Anche da questo si può accertare come i giovani si siano formati l'idea della Donna. Non un essere umano che va rispettato a prescindere. Ma un oggetto. Una cosa da prendersi anche con la violenza giustificando il proprio comportamento attraverso il giudizio morale attribuito alla donna stessa.
Per italiani e italiane meriti di venire stuprata se sei "una poco di buono"
Cosa significa poco di buono? Ovviamente questo giudizio varia a seconda della convenienza. Una poco di buono è una donna che denuncia una violenza. Una donna che si ribella all'abuso di potere. Una donna che secondo queste madri e padri spinge i loro bravi figli a compiere atti sessuali. Una persona quasi sempre di genere femminile che si merita di subire violenza.

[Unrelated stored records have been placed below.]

PR #9046, opened 2022-06-24
cmake: do not force bump build target to Vista

vszakats:
CMake has a setting `ENABLE_INET_PTON` defaulting to `ON`, which
does nothing else than fixing the Windows build target to Vista.
This was done even when the toolchain did not have Vista support
(e.g. original MinGW), breaking such builds.

On other systems it did not make a user-facing difference, because
libcurl has its own pton() implementation, so it works equally well
with or without Vista's inet_pton().

This patch drops the setting `ENABLE_INET_PTON`. inet_pton() is now
used whenever building for Vista or newer, either when requested
manually via
  `CURL_TARGET_WINDOWS_VERSION=0x600`,
or by default with modern toolchains (e.g. mingw-w64). Older envs
will fall back to curl's pton().

Ref: https://github.com/curl/curl/pull/9027#issuecomment-1164157604
Ref: https://github.com/curl/curl/pull/8997#issuecomment-1164344155

Closes #xxxx


vszakats:
This PR deprecates `CURL_TARGET_WINDOWS_VERSION`. It was introduced in January 2021. It's a CMake and curl-specific setting for something that seems relatively straightforward to specify in a universal way by passing `-D_WIN32_WINNT=`. As a CMake-noob, it is possible I'm missing certain merits/aspects of the dedicated-setting approach. It's also not a required change to reach the goals of the PR (in its current form.)

I'm happy to discuss what to do with this option. Keep it as-is, leave it deprecated, delete it?

MarcelRaad:
I'm not very familiar with this aspect of CMake, but several other projects I use provide a way to add compiler or preprocessor options without overriding the defaults via `-DCMAKE_C(XX)_FLAGS`. IIUC, that's required for respecting what's set via environment variables and toolchain files.

vszakats:
@MarcelRaad Thanks for your feedback. If this brings things closer to the CMake-way, we can certainly keep it.

I haven't tried it, but CMake says to also support [`CFLAGS` envvar](https://cmake.org/cmake/help/v3.24/envvar/CFLAGS.html), so `CFLAGS=-D_WIN32_WINNT=...` might also work.

jzakrzewski:
Projects tend to provide dedicated options for aspects that they deem "frequently used" or "overly complicated to setup otherwise". So the question would be if this setting falls into one of those categories, I guess. I for sure don't know ;)

vszakats:
Thanks for the inputs. I deleted the deprecation part. It's nice to make passing this setting a little bit friendlier.

MarcelRaad (approved):

jay (approved):
I would save this for the next feature window which is in [several days](https://calendar.google.com/calendar/u/0/embed?src=c9u5d64odop9js55oltfarjk6g@group.calendar.google.com&ctz=Europe/Stockholm) barring any issues worthy of a patch release

PR #9056, opened 2022-06-27
Fix build

vvb2060:
```
curl/src/main/native/curl/lib/easy_lock.h:54:7: error: use of undeclared identifier 'asm'
        asm volatile("yield" ::: "memory");
        ^
  1 error generated.
```
when build with `-std` options

---

```
curl/src/main/native/curl/lib/vquic/ngtcp2.c:1081:3: error: incompatible function pointer types initializing 'nghttp3_acked_stream_data' (aka 'int (*)(struct nghttp3_conn *, long long, unsigned long long, void *, void *)') with an expression of type 'int (nghttp3_conn *, int64_t, size_t, void *, void *)' (aka 'int (struct nghttp3_conn *, long long, unsigned int, void *, void *)') [-Werror,-Wincompatible-function-pointer-types]
C/C++:   cb_h3_acked_stream_data, /* acked_stream_data */
C/C++:   ^~~~~~~~~~~~~~~~~~~~~~~
C/C++: 1 error generated.
```
when build with `-Werror` options on armeabi-v7a
https://github.com/ngtcp2/nghttp3/commit/68fbf0576dfc705cfda3e89007713a8141b5f0fc

### DIFF
--- a/lib/vquic/ngtcp2.c
+++ b/lib/vquic/ngtcp2.c
@@ -113,7 +113,7 @@ static CURLcode ng_process_ingress(struct Curl_easy *data,
 static CURLcode ng_flush_egress(struct Curl_easy *data, int sockfd,
                                 struct quicsocket *qs);
 static int cb_h3_acked_stream_data(nghttp3_conn *conn, int64_t stream_id,
-                                   size_t datalen, void *user_data,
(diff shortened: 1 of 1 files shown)


bagder (approved):

bagder:
Thanks!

Le donne viste ancora come streghe tentatrici
Se un uomo fa del male a una donna, per una parte ancora troppo grande del Paese, la colpa è anche della donna stessa. L'idea che sia la femmina a tentare lo stupratore non è assolutamente marginale. Chiunque di noi, nel corso della propria vita, in una banale conversazione può captare questa convinzione tra le persone che conosce, che non ha genere e distinzione sociale. Se un uomo abusa di una donna, e se quest'uomo è un bianco, la colpa è sicuramente di un comportamento definito ambiguo della vittima. La violenza sessuale risulta essere l'unica violenza per cui si creda che la vittima sia corresponsabile.
L'idea che la vittima di uno stupro goda
Anche in questo caso i presunti stupratori ridevano mentre la vittima gridava basta e rispondevano: "Tanto ti piace".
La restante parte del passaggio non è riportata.